- WHAT YOU WILL DO
Among the lines below, list those containing the string "comes".

- RAW DATA
----
Issue #274, opened 2023-03-31
Automatically parse String responses


lock9:
Currently, when a method with a return type of "String" is called in Neo Express, the returned value is displayed in hexadecimal format. For instance, the "symbol" method returns "4c494e4b44" instead of the expected value "LINKD".

To fix this, I suggest adding a feature that automatically converts string return types to UTF-8 before displaying them. This would make it easier for developers to read and interpret the output of methods that return strings.

For instance, the "symbol" method in the contract's manifest specifies that it returns a string, as shown in the code snippet below:
```json
{
    "name": "symbol",
    "offset": 0,
    "parameters": [],
    "returntype": "String",
    "safe": true
}
```

However, the current output of the method is in hexadecimal format, which can be difficult to read and interpret:
<img width="154" alt="Screenshot 2023-03-31 at 10 11 31" src="https://user-images.githubusercontent.com/38396062/229129176-1dbd52b9-28cb-4024-92e6-dc3b0e468d3a.png">

I suggest that neo-express (and related tools) convert hex to UTF-8, when the method return type is String

chenzhitong:
If the return value is 2222, then what will be displayed, display "" or \"\"? 
If the former, it will make the json report an error, if the latter, it will lose the meaning of the conversion.
I suggest this tool for conversion https://neo.org/converter/index

lock9:
If the method return type is a string, can't we convert it to utf-8?
We don't need the extra quotes. What if we print the result between line breaks?

cschuchardt88:
Its just almost all things in the `vm` are stored as bytes. It was just a lazy way to display generic data, instead of parsing or validating it. Not checking the contract method return type is the problem.

cschuchardt88:
@lock9 
I believe #316 does fix this issue? If so can we close?

PR #316, opened 2023-11-09
optimize invoke output

Ashuaidehao:
Try to convert ByteString to string when invoke contract with "--result".
Partial solution of https://github.com/neo-project/neo-express/issues/274.


cschuchardt88 (commented):
we should be checking the manifest for the return type to see if it is `string`

Ashuaidehao:
Hardly check manifest outside of the vm :( .

src/neoxp/Extensions/Extensions.cs
```diff
@@ -57,6 +58,28 @@ public static void WriteWarning(string value)
             Console.WriteLine($"\x1b[33mWarning: {value}\x1b[0m");
         }
 
+        public static bool TryGetUtf8String(this ReadOnlySpan<byte> data, out string text)
+        {
+            try
+            {
+                text = Encoding.UTF8.GetString(data);
```
cschuchardt88, line 65: Wouldn't be easier to use Strict UTF-8?

src/neoxp/Extensions/Extensions.cs
```diff
@@ -57,6 +58,28 @@ public static void WriteWarning(string value)
...
+                byte[] reencodedBytes = Encoding.UTF8.GetBytes(text);
+                for (int i = 0; i < data.Length; i++)
+                {
+                    if (data[i] != reencodedBytes[i])
```
cschuchardt88, line 69: Could check for  `char.IsAscii()`

src/neoxp/TransactionExecutor.cs
```diff
@@ -278,7 +278,14 @@ static async Task WriteStackItemAsync(System.IO.TextWriter writer, Neo.VM.Types.
                         await WriteLineAsync(Neo.Helper.ToHexString(buffer.GetSpan())).ConfigureAwait(false);
                         break;
                     case Neo.VM.Types.ByteString byteString:
-                        await WriteLineAsync(Neo.Helper.ToHexString(byteString.GetSpan())).ConfigureAwait(false);
+                        if (byteString.GetSpan().TryGetUtf8String(out var text))
+                        {
+                            await WriteLineAsync($"{Neo.Helper.ToHexString(byteString.GetSpan())}({text})").ConfigureAwait(false);
```
cschuchardt88, line 283: I think text 1st then hex. Or put on different lines when printing.

Example: `Return: "Hello World" (Hex-Format: "48656c6c6f20576f726c64")'

src/neoxp/Extensions/Extensions.cs
Ashuaidehao: It will get very low perfomance to catch the exception when using random `data` with Strict UTF-8. `try-catch` here is use for robust, and I don't expect it runs into `catch` case.

src/neoxp/Extensions/Extensions.cs
Ashuaidehao: I'm sorry I don't get it. If the data is encoded utf-8 string, checking `IsAscii` is not enough.

src/neoxp/TransactionExecutor.cs
Ashuaidehao: It is not a accurate convert, some random data could be converted to string. So I prefer show its text as a possible value after the certain value(HexString).

Liaojinghui:
Merge?

src/neoxp/TransactionExecutor.cs
cschuchardt88: Yes but you are showing string and hex-string. Think it neater for it to look like this `"Hello World" (Hex-Format: "48656c6c6f20576f726c64")` and more understandable.

src/neoxp/Extensions/Extensions.cs
cschuchardt88: You allow strings to be displayed that are not human readable.

cschuchardt88:
@Liaojinghui i still think that we should be checking the manifest for return type string. The current way is dirty and inefficient.

src/neoxp/TransactionExecutor.cs
cschuchardt88: You have the `StackItem`, why not use `StackItem.GetString()`? that will fix this problem.

src/neoxp/Extensions/Extensions.cs
Ashuaidehao: If utf-8 convert successfully, it is already readable without extra checking.

src/neoxp/TransactionExecutor.cs
Ashuaidehao: `StackItem.GetString()` will throw exception if it is not a valid string.

lock9:
Hello!

I'm a bit worried about this PR 🤔 It doesn't look like I expected it to be 🤔 🤔 🤔 

Can we do a post-processing step to parse the JSON and use the manifest to ensure String compatibility?

src/neoxp/Extensions/Extensions.cs
cschuchardt88: ok thought you were using ASCII for some reason... 😂

Ashuaidehao:
> Hello!
> 
> I'm a bit worried about this PR 🤔 It doesn't look like I expected it to be 🤔 🤔 🤔
> 
> Can we do a post-processing step to parse the JSON and use the manifest to ensure String compatibility? @Ashuaidehao

Yes, but the best way to implement it requires neo-vm expose more infomations, it may cost more time to discuss and couldn't process custom scripts without contract invoking. This PR is just a quick way show possible value to developers, and the developers should know what the return value is.

cschuchardt88:
> the developers should know what the return value is.

What if result comes from an oracle?

Ashuaidehao:
> > the developers should know what the return value is.
> 
> What if result comes from an oracle?

Could oracle results show here? I'm not sure if  I miss some scenarios.

cschuchardt88:
I dont remember, but i can't see why not.

cschuchardt88 (approved):

Liaojinghui (approved):

PR #329, opened 2023-11-12
Revert "Inconsistent account naming"

cschuchardt88:
Reverts neo-project/neo-express#305

This is a big change. This breaks old batch files that have been developed by users.

Sorry 😢 

Ill see if i can get some unit tests going for `neo-express` as well to prevent things like this.


Liaojinghui:
I would say making mistake is ok, we can fix it.

Liaojinghui (approved):

PR #335, opened 2023-11-15
Use testnet/mainnet network configuration

### LINKED ISSUE #332: Use testnet/mainnet network configuration
Problem: Today, users run Neo Express using fees different from those on Mainnet and Testnet. This makes the development environment different from the one used by developers. It's common for developers to sync their fees using the `sync` command.

Solution options:
- Hardcode mainnet and testnet values
- Use the `sync` command during setup

cschuchardt88:
Closes #332 

**Change Log**
- Added sync policy on create command

image

### DIFF
--- a/src/neoxp/Commands/CreateCommand.cs
+++ b/src/neoxp/Commands/CreateCommand.cs
@@ -10,8 +10,10 @@
 // modifications are permitted.
 
 using McMaster.Extensions.CommandLineUtils;
+using Neo.BlockchainToolkit;
 using Neo.Network.RPC;
-using NeoExpress.Models;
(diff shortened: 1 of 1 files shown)


lock9 (changes requested):
UT? 😅 
Some inline comments could also help

cschuchardt88:
UT would be nice, But were to start... I test everything by debugging, Yes it isn't good enough. That's all we have atm. I'm waiting to see if `Blockchain-toolkit-library` get added to this repo... so i can rebuild and get the UTs

Liaojinghui (approved):

PR #336, opened 2023-11-15
Import WIF

### LINKED ISSUE #297: Automatically create a user account during 'setup'
Problem: 
Neo Express uses a multi-sig account as the 'starting account'. This prevents users from importing the private key on other devices (they expect single sig accounts). 

Proposed Solution:
This happens because the genesis account is responsible for running the consensus algorithm. Replacing it for a single sig account is not possible. We should create a new account and transfer part of the NEO and GAS to this new account. We can call it 'dev'.

cschuchardt88:
Hopefully closes #297 now

**Change Log**
- Added WIF suuport for importing private key

### DIFF
--- a/.github/workflows/release.yml
+++ b/.github/workflows/release.yml
@@ -19,7 +19,7 @@ jobs:
       uses: dotnet/nbgv@v0.4.0
       id: nbgv
     - name: Install dependencies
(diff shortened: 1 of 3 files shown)


Liaojinghui (approved):

cschuchardt88:
fixed now

PR #347, opened 2023-11-16
Added wallet create to batch

### LINKED ISSUE #297: Automatically create a user account during 'setup'

cschuchardt88:
Closes #297 - now completely

**Change Log**
- Added wallet create command to batch files
- Changed formatting and text for wallet create command

**Example `setup.batch`**
```
wallet create bob
transfer 10000 gas genesis bob
```

### DIFF
--- a/src/neoxp/Commands/BatchCommand.BatchFileCommands.cs
+++ b/src/neoxp/Commands/BatchCommand.BatchFileCommands.cs
@@ -19,7 +19,7 @@ namespace NeoExpress.Commands
     partial class BatchCommand
     {
         [Command]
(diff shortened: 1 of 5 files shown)


Liaojinghui (approved):

Liaojinghui:
I suggest to add code security scan action

cschuchardt88:
github action?

PR #388, opened 2023-11-26
Bypass publish

cschuchardt88:


.github/workflows/push.yml
```diff
@@ -22,3 +22,6 @@ jobs:
   pack:
     needs: [test]
     uses: ./.github/workflows/pack.yml
+  publish:
+    needs: [pack]
+    uses: ./.github/workflows/pack.yml
```
Liaojinghui, line 28: Why pack and publish has the same workflow

cschuchardt88:
@Liaojinghui merge please, let see what happens now

Liaojinghui (approved):

.github/workflows/push.yml
cschuchardt88: to see it works with publish the secret

PR #389, opened 2023-11-26
Removed publish from workflow

cschuchardt88:
added back `linux-musl-arm64` as well, we need it.


Liaojinghui (approved):

Liaojinghui:
@cschuchardt88  fail on push

PR #393, opened 2023-11-27
avoid uploading artifacts

Liaojinghui:
this pr focus on deleting all logics that upload artifacts to the github.


Liaojinghui:
close as wrong branch base

PR #406, opened 2023-11-28
Fix code.yml

cschuchardt88:
We have cron job that runs. So we won't be checking for changes in code files. Or else it won't run. If that is the case we can remove cron job.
----
- EXERCISE ANSWER
What if result comes from an oracle?
> What if result comes from an oracle?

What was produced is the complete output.